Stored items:
───

PR #593, opened 2023-02-19
Force Server to Follow Loadout Rules

DBmaoha:
Players are able to modify their loadout and turn `pro_screen` slot into other mods, also allowing them to equip `threat_scope` without losing a mod.
This pull request add a check on server-side to prevent players from doing these
image

### DIFF
--- a/Northstar.CustomServers/mod/scripts/vscripts/sh_loadouts.nut
+++ b/Northstar.CustomServers/mod/scripts/vscripts/sh_loadouts.nut
@@ -414,15 +414,10 @@ function SetPersistentLoadoutValue( entity player, string loadoutType, int loado
 	ValidateSkinAndCamoIndexesAsAPair( player, loadoutType, loadoutIndex, loadoutProperty, value ) //Skin and camo properties need to be set correctly as a pair
 
 	#if HAS_THREAT_SCOPE_SLOT_LOCK
-		// this is a fixed check, for handling most situations
-		string attachmentRef = GetPersistentLoadoutValue( player, "pilot", loadoutIndex, "primaryAttachment" )
-		if ( attachmentRef == "threat_scope" )
+		if ( loadoutProperty.tolower() == "primaryattachment" && value == "threat_scope" )
+		{
 			SetPlayerPersistentVarWithoutValidation( player, loadoutType, loadoutIndex, "primaryMod2", "" )
-
-		//if ( loadoutProperty.tolower() == "primaryattachment" && value == "threat_scope" )
-		//{
-		//	SetPlayerPersistentVarWithoutValidation( player, loadoutType, loadoutIndex, "primaryMod2", "" )
-		//}
+		}
 	#endif
 
 	// TEMP client model update method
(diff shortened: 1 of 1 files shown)


BobTheBob9:
is there any reason you do this when setting the mod rather than in loadout verification functions?

DBmaoha:
> is there any reason you do this when setting the mod rather than in loadout verification functions?

the function `GivePilotLoadout()` uses `loadout.primaryMods` for giving weapons instead of `loadout.primaryMod1, loadout.primaryMod2, loadout.primaryMod3`, and it's defined in `UpdateDerivedPilotLoadoutData()
for the function `Loadouts_TryGivePilotLoadout()`(used by `loadouts_mp.gnut`), `UpdateDerivedPilotLoadoutData()` is called before `GivePilotLoadout()`, but other loadout functions like `SetActivePilotLoadout()` is called after it, which means add the check into `SetActivePilotLoadout()` won't take any effect, so I chose to add check in `UpdateDerivedPilotLoadoutData()`

DBmaoha:
QQ图片20230220012309

DBmaoha:
will it be better to move the checks to `ClientCommandCallback_SetPersistentLoadoutValue()`?

BobTheBob9:
it should probably be failing these checks when you try to set an invalid mod, i think https://github.com/R2Northstar/NorthstarMods/blob/9c6b08e7c56e34e93e8abae85cb94dd870c60b04/Northstar.CustomServers/mod/scripts/vscripts/sh_loadouts.nut#L390

BobTheBob9:
interestingly enough it does seem like respawn considered the potential issues with threat scope, they just never gave them a particularly good check https://github.com/R2Northstar/NorthstarMods/blob/9c6b08e7c56e34e93e8abae85cb94dd870c60b04/Northstar.CustomServers/mod/scripts/vscripts/sh_loadouts.nut#L416

DBmaoha:
> it should probably be failing these checks when you try to set an invalid mod, i think
> 
> https://github.com/R2Northstar/NorthstarMods/blob/9c6b08e7c56e34e93e8abae85cb94dd870c60b04/Northstar.CustomServers/mod/scripts/vscripts/sh_loadouts.nut#L390

yes, the invalid mods won't appear on weapons, but the extra mods will

BobTheBob9:
> > it should probably be failing these checks when you try to set an invalid mod, i think
> > https://github.com/R2Northstar/NorthstarMods/blob/9c6b08e7c56e34e93e8abae85cb94dd870c60b04/Northstar.CustomServers/mod/scripts/vscripts/sh_loadouts.nut#L390
> 
> yes, the invalid mods won't appear on weapons, but the extra mods will

sorry, what i mean is that you should change this pr to fail validation in that function when extra mods are added

DBmaoha:
> > > it should probably be failing these checks when you try to set an invalid mod, i think
> > > https://github.com/R2Northstar/NorthstarMods/blob/9c6b08e7c56e34e93e8abae85cb94dd870c60b04/Northstar.CustomServers/mod/scripts/vscripts/sh_loadouts.nut#L390
> > 
> > 
> > yes, the invalid mods won't appear on weapons, but the extra mods will
> 
> sorry, what i mean is that you should change this pr to fail validation in that function when extra mods are added

oh I get it, thanks!

DBmaoha:
> interestingly enough it does seem like respawn considered the potential issues with threat scope, they just never gave them a particularly good check
> 
> https://github.com/R2Northstar/NorthstarMods/blob/9c6b08e7c56e34e93e8abae85cb94dd870c60b04/Northstar.CustomServers/mod/scripts/vscripts/sh_loadouts.nut#L416

I also added a check about this in `FailsLoadoutValidationCheck()`, works fine now

F1F7Y (approved):
Code looks good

───

• [Your goal]: Retype exactly the lines of the data above that fall between the line with "(diff shortened: 1 of 1 files shown)" and the line with "for giving weapons", inclusive, and add nothing.

• [Solution to this task]:
(diff shortened: 1 of 1 files shown)


BobTheBob9:
is there any reason you do this when setting the mod rather than in loadout verification functions?

DBmaoha:
> is there any reason you do this when setting the mod rather than in loadout verification functions?

the function `GivePilotLoadout()` uses `loadout.primaryMods` for giving weapons instead of `loadout.primaryMod1, loadout.primaryMod2, loadout.primaryMod3`, and it's defined in `UpdateDerivedPilotLoadoutData()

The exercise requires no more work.